Read a round-up of reviews for The House of Shades, below.
"Anne-Marie Duff glitters with spite in gripping family drama"
"Steel’s writing is joltingly powerful, with its jagged confrontations, corrosive wit and dark, vivid poeticism. It’s also slippery and sprawling, and sometimes ideologically blunt – but the play’s engine is so fuelled by the blood and guts of life that it hardly seems to matter."
"Duff is wrenching, eyes glittering with terrible spite and desperate sadness. Riveting, too, are Kelly Gough and Michael Grady-Hall as the adult Agnes and Jack, ripping themselves and each other apart as their lives, loyalties and ideals diverge. This is gripping, gristly drama: a story of so-called ordinary people, made epic."
"Anne-Marie Duff is magnificent"
"Steel’s play pulses with care and fury for the people left behind by global economic shifts and national politics. In that sense, it’s a Brexit play. It’s not sentimental, and its scope and depth are admirable, seeking to catch a hold of what has happened to the UK over the past 50 years."
"Duff is the soul of the play: tart, cruel, funny, desperate — a woman who yearns for something else, something better, and who is curdled by disappointment and haunted by guilt. She is magnificent; the play itself is bold, uneven, hugely welcome in its ambition, but struggles to pull it all off."
"Anne-Marie Duff gives a toxic tour de force"
"Beth Steel’s large canvas reflects brawny ambition and magnificent fearlessness as the dead walk alongside the living and the surreal interrupts the real. It is a kitchen-sink drama that incorporates state-of-the-nation politics, and the generational damage within family life is shown largely through its women.
‘It’s an energy’ … Beth Steel.
"You don’t have to be invited – you do it’: Beth Steel on her working-class family epic"
"Directed by Blanche McIntyre, the play emanates a retro sitcom vibe at the start but detours into Dennis Potter territory, with hallucinatory scenes, seductive and dreamlike, often with song."
"While the script is strong, its realisation is bumpy, with uneven pacing and some scenes that are a little too short to hold potency.

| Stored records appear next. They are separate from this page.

PR #12466, opened 2025-04-23
Remove redundant distance check.

ScriptLineStudios:
Taking a look at the logic for block breaking, it seems an unnecessary, duplicate distance/interaction check is being performed. 

This distance check feels a bit redundant, as immediately after, a more comprehensive sanity check is performed in handleBlockBreakAction.

```java
public void handleBlockBreakAction(BlockPos pos, ServerboundPlayerActionPacket.Action action, Direction face, int maxBuildHeight, int sequence) {
        if (!this.player.canInteractWithBlock(pos, 1.0)) {
            if (true) return; // Paper - Don't allow digging into unloaded chunks; Don't notify if unreasonably far away
            this.debugLogging(pos, false, sequence, "too far");
        } else if (pos.getY() > maxBuildHeight) {
            this.player.connection.send(new ClientboundBlockUpdatePacket(pos, this.level.getBlockState(pos)));
            this.debugLogging(pos, false, sequence, "too high");
        } else {
            ...
        }
}
```

### DIFF
--- a/paper-server/patches/sources/net/minecraft/server/network/ServerGamePacketListenerImpl.java.patch
+++ b/paper-server/patches/sources/net/minecraft/server/network/ServerGamePacketListenerImpl.java.patch
@@ -1139,7 +1139,7 @@
                  case ABORT_DESTROY_BLOCK:
                  case STOP_DESTROY_BLOCK:
 +                    // Paper start - Don't allow digging into unloaded chunks
-+                    if (this.player.level().getChunkIfLoadedImmediately(pos.getX() >> 4, pos.getZ() >> 4) == null || !this.player.canInteractWithBlock(pos, 1.0)) {
++                    if (this.player.level().getChunkIfLoadedImmediately(pos.getX() >> 4, pos.getZ() >> 4) == null) {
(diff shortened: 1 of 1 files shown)


Owen1212055:
Closing this as in general it's not really certain what you are trying to fix here. Feel free to respond with a more detailed description of your changes, but it's not really understood what kind of "unnecessary  distance/interaction check" this is resolving here.

ScriptLineStudios:
> Closing this as in general it's not really certain what you are trying to fix here. Feel free to respond with a more detailed description of your changes, but it's not really understood what kind of "unnecessary distance/interaction check" this is resolving here.

It's not trying to "fix" anything, it's just observing that the same check is being performed here twice

electronicboy:
There is a difference in the final outcome of those events, it's not exactly redundant

ScriptLineStudios:
> There is a difference in the final outcome of those events, it's not exactly redundant

is there? both branches end up with the attempt being acknowledged, sorry I can't tell if I'm missing something else here.

Owen1212055:
There's a bit of logic that will be run when removing this check. So no, not redundant.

Actors double up down the ages to good effect, and there is further doubling on stage as characters from the past feature in parallel with their elder counterparts. "
"Audacious"
"A riveting watch from an incredibly exciting playwright – an explosive family portrait of secrets, grief, despair and division”"

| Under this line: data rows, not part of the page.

PR #12475, opened 2025-04-25
Fix cursor item being lost when PlayerDropItemEvent is cancelled and …

florianreuth:
…the player inventory is full

See this video for a tutorial on how to reproduce this issue: https://youtu.be/xonJe2S7jQ8. Note that you also need to have the PlayerDropItemEvent cancelled in the test plugin.

### DIFF
--- a/paper-server/patches/features/0003-Entity-Activation-Range-2.0.patch
+++ b/paper-server/patches/features/0003-Entity-Activation-Range-2.0.patch
@@ -527,10 +527,10 @@ index fd0cc1bf9e4425a0924ed77854907deec1a7348e..1c9e5f61d182cf60caa885135abddc87
              movement = this.maybeBackOffFromEdge(movement, type);
              Vec3 vec3 = this.collide(movement);
 diff --git a/net/minecraft/world/entity/LivingEntity.java b/net/minecraft/world/entity/LivingEntity.java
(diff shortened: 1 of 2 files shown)


B1ue-Bandit:
Listen to InventoryClickEvent instead and cancel it if the click type is DROP

FlorianMichael:
What? The event is cancellable for a reason and this is clearly a wrong implementation, why would this be a proper fix?

B1ue-Bandit:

"Duff is fierce as Constance, singing beautifully, dreamily quoting Bette Davis at every turn, and embodying a real, yearning ache for a life unlived. When Alistair tells Constance he could kill her, she replies: “You kill me every day.” Duff shines, but the ensemble cast is also strong, with Kelly Gough giving a moving performance as the quietly exhausted daughter Agnes."

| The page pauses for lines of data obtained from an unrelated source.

PR #12478, opened 2025-04-25
removal: unused warnings

SpigotRCE:


NonSwag:
I think kicking the player is a bad idea and the logic should be untouched
Players with bad ping or laggy servers might cause inventory desync so this would kick legit players for nothing

kennytv (approved):

PR #12488, opened 2025-04-28
Add missing exception docs to Player#listPlayer

NonSwag:
The exception was not documented


NonSwag:
internals as reference
image

Lulu13022002:
No need to repeat the word throws here.

NonSwag:
fixed

lynxplay (approved):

"Although too lengthy, The House of Shades is a riveting watch from an incredibly exciting playwright – an explosive family portrait of secrets, grief, despair and division."
"Anne-Marie Duff can’t save this baggy production"
"Beth Steel’s much-anticipated, much-delayed play is a confused mix of family saga, melodrama and political screed."
"Duff’s expressive face and skittish emotions are as watchable as ever, and McQuarrie brings neat, beaten-down understatement to Alastair."
"The cast is strong. But the play is weak, and overlong at almost three hours, and the director, McIntyre, seems to have just waved it all through without addressing the problems."
"A disturbing drama"
"This is a highly satisfying, old-fashioned play that serves the audience with a rich mix of the personal and political on which to chew. Director Blanche McIntyre keeps a three hour running time nicely ticking over and beautifully deploys music and song as vectors of impossible dreams. Alongside Duff’s force-of-nature presence, at once toxic and tragic, Kelly Gough is particularly good as Agnes, whose early academic promise is squandered in a series of dead-end jobs."
"Anne-Marie Duff is on spectacular form"
"At almost three hours, the play can feel unwieldy. Blanche McIntyre’s direction allows us to see the unhurried rhythms of family life, but this sometimes has the effect of slowing things down. Some of the bolder flourishes – a hammily delivered narrator who frames the action; a ghostly encounter with Nye Bevan – don’t come off. It’s at its most confident and compelling when unpicking the tension between feminism and socialism."